Posts filed under 'Newsweek'

Newsweek’s “Intellectually Satisfying” Experience Piles Up Losses

By Kyle Austin

Jon Meacham Appearing on Charlie Rose, upon the launch of the “new” Newsweek (Last May)

Newsweek’s “intellectually satisfying” new layout may not be working out as planned. Keith Kelley of the New York Post reports today that the Washington Post Company (owners of Newsweek) somewhat hid within their Q4 earnings that Newsweek lost $28.1 million in 2009. Newsweek CEO Tom Ascheim tells Kelly that they expected losses in 2009 and even in 2010 with their lower circulation, but expect to break even by 2011.

We reported last May on the transformation of Newsweek; from a venerable weekly into an Economist-like read for the intellectual elite. As part of the transformation, Ascheim and Meacham laid the groundwork for trimming down its circulation from 3.1 million to 1.2 million. As of January, Newsweek had cut its circulation down to 1.5 million. The circulation cut, which was done to focus on its “core readership,” also laid groundwork for trimming its staffing costs. Newsweek has offered severance to 44 staffers over the last year.

Despite trimming and cover stories such as “The Case for Killing Granny,” “Is Your Baby Racist?” and “Obama is Wrong,” Newsweek struggled with its transition throughout the media meltdown of 2009 (no different than most magazines). According to information from the Magazine Publishers of America the magazine witnessed a 25.9% drop in 2009 ad pages and a $105 million loss in revenue with its print business. Yes, you can blame the gradual circulation change and redesign, but what business could stay in the green with a 30 percent loss in money coming in – no matter how many people you lay off.

Things may turnaround for Newsweek as we continue to come out of the economic tumult (Ascheim notes Q4 was their best), but does the Washington Post Company have the stomach to wait until 2011 to break even? And perhaps more importantly what is their online strategy to offset these losses? Is there a paywall in the future?

3 comments February 26th, 2010

Jon Meacham of Newsweek Chats about the “New Magazine” with Charlie Rose

By Kyle Austin

Jon Meacham, the editor of Newsweek, made a stop on Charlie Rose last night to discuss the time he’s spent with President Obama, the financial crisis and the new redesign of Newsweek on book stands this week (with President Obama on the Cover).

Here is an interesting part of their conversation on how Meacham is trying to create a sustainable revenue model for Newsweek by cutting its circulation numbers in half and following in the footsteps of the Economist with an intellectual and deeply analytical approach to reporting:

CHARLIE ROSE: Chapter one of the new “Newsweek.”

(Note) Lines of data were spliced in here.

PR #947, opened 2025-02-11
[SC-6310] Adding Optional wrapper for required == false

vincent0426:
- regenerate snapshot
- modify fixture test case to make it `require = true`

### DIFF
--- a/ee/codegen/src/__test__/__snapshots__/inputs.test.ts.snap
+++ b/ee/codegen/src/__test__/__snapshots__/inputs.test.ts.snap
@@ -2,12 +2,12 @@
 
 exports[`Inputs > write > should convert input variable names into valid python attributes 1`] = `
 "from vellum.workflows.inputs import BaseInputs
-from typing import Optional, Union
+from typing import Union
 
 
 class Inputs(BaseInputs):
-    my_input: Optional[str]
-    my_input_1: Optional[Union[float, int]]
+    my_input: str
+    my_input_1: Union[float, int]
 "
 `;
 
@@ -24,25 +24,24 @@ class Inputs(BaseInputs):
 
 exports[`Inputs > write > should generate correct code for complex input variables 1`] = `
 "from vellum.workflows.inputs import BaseInputs
-from typing import Optional, Union, List
+from typing import Union, List
 from vellum import ChatMessage, SearchResult
 
 
 class Inputs(BaseInputs):
-    query: Optional[str]
-    max_runtime: Optional[Union[float, int]]
-    previous_chat_history: Optional[List[ChatMessage]]
-    prior_results: Optional[List[SearchResult]]
+    query: str
+    max_runtime: Union[float, int]
+    previous_chat_history: List[ChatMessage]
+    prior_results: List[SearchResult]
 "
 `;
 
 exports[`Inputs > write > should generate correct code when Inputs has a custom name 1`] = `
 "from vellum.workflows.inputs import BaseInputs
-from typing import Optional
 
 
 class CustomInputs(BaseInputs):
-    input1: Optional[str]
+    input1: str
 "
 `;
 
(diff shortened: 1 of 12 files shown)


ee/codegen/src/generators/vellum-variable.ts
```diff
@@ -27,9 +28,13 @@ export class VellumVariable extends AstNode {
...
+
+    const baseType = getVellumVariablePrimitiveType(variable.type);
+    const finalType = !variable.required ? Type.optional(baseType) : baseType;
+
     this.field = python.field({
       name: variable.name ?? variable.key,
-      type: getVellumVariablePrimitiveType(variable.type),
+      type: finalType,
       initializer: variable.default
         ? this.generateInitializerIfDefault(variable)
```
marlenc3, line 42: assuming this is the base of the update 👍  cool!

marlenc3 (approved):

NgoHarrison (approved):
Nice!

ee/codegen/src/__test__/__snapshots__/inputs.test.ts.snap
```diff
@@ -2,79 +2,93 @@
...
 "from vellum.workflows.inputs import BaseInputs
-from typing import Union
+from typing import Optional, Union
 
 
 class Inputs(BaseInputs):
-    my_input: str
-    my_input_1: Union[float, int]
+    my_input: Optional[str]
+    my_input_1: Optional[Union[float, int]]
```
dvargasfuertes: [nit] I'm a bit worried about all of these unrelated test snapshots updating. were we not using `"required": true` in the other fixtures?
- If not, let's add to minimize unrelated tests updating
- If so, then this would hint at a bug in our impl to investigate

dvargas92495 (approved):
Would like us to check the source of the other test snapshots updating first

ee/codegen/src/__test__/nodes/__snapshots__/subworkflow-deployment-node.test.ts.snap
vincent0426, line 1: output optional

ee/codegen/src/generators/nodes/subworkflow-deployment-node.ts
```diff
@@ -102,7 +102,12 @@ export class SubworkflowDeploymentNode extends BaseSingleFileNode<
         if (outputName) {
           outputsClass.add(
             codegen.vellumVariable({
-              variable: { name: outputName, type: output.type, id: output.id },
+              variable: {
+                name: outputName,
+                type: output.type,
+                id: output.id,
+                required: output.required,
```
vincent0426, line 109: propagate required value

ee/codegen/src/__test__/__snapshots__/vellum-variable.test.ts.snap
```diff
@@ -31,7 +31,7 @@ exports[`VellumVariableField > JsonVellumVariable snapshot 1`] = `
 `;
 
 exports[`VellumVariableField > NullVellumVariable snapshot 1`] = `
-"test: None
+"test: Optional[None]
```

JON MEACHAM: Chapter one. What we have to do is go to our base. As you will feel there, this is better paper. It’s a more handsome magazine. We have been doing this for 76 years, and I want to say quickly, we stand on the shoulders and in the shadow of all the folks who have put this out, put this out week in and week out. And this is not a reflection on what we have been. It’s about what we have to become. We’ve been at 2.6 million subscribers for a long time. Mass audience. Costs a lot of money to print that many magazines, put them on trucks and deliver them. We’re going to bring that down. We’re going to charge a little bit more for it. Still less than $1 dollar a week, I think, for most folks, which is much less than a cup of coffee in most urban places. And ask people who care the most to pay a little more, and then be able to take that demographic, that audience, and tell advertisers this is who you’re reaching. You want to reach these people, because they’re people who watch you. They’re people who watch “Meet the Press.” They are people who hopefully buy hardback books about history.

And our calculation — our research shows that there are about 28 million people. I sometimes think of it as the virtual Beltway. You may not live in Washington, but you are part of that sensibility. And you read a lot, and you check into the electronic kinds of conversations.

CHARLIE ROSE: Let me read your page about this. “A new magazine for a changing world. As we see it, ‘Newsweek’s’ role is to bring you as intellectually satisfying and as visually rich an experience as the great monthlies of old did, whether it was Harold Hayes’s ‘Esquire’ of Willie Morris’s ‘Harper’s,’ but on a weekly basis.

“In our interview last Wednesday afternoon on Air Force One, President Obama noted one of the key lessons he had learned. Americans not only have a toleration but also a hunger for explanation and complexity and a willingness to acknowledge hard problems. ‘I think one of the biggest mistakes that is made in Washington is this notion you have to dumb things down for the public.’ That was the president. You say we could not agree more.”

And I say I totally believe that. You know, in terms of the response that you get when people find interesting things done in an interesting and intelligent way. You know, there is — it lights up the human experience.

JON MEACHAM: Yes. And it’s about character, and it’s about people, and it’s one of the reasons we wanted to start with Obama, who is the, agree or disagree, the most fascinating figure of the age.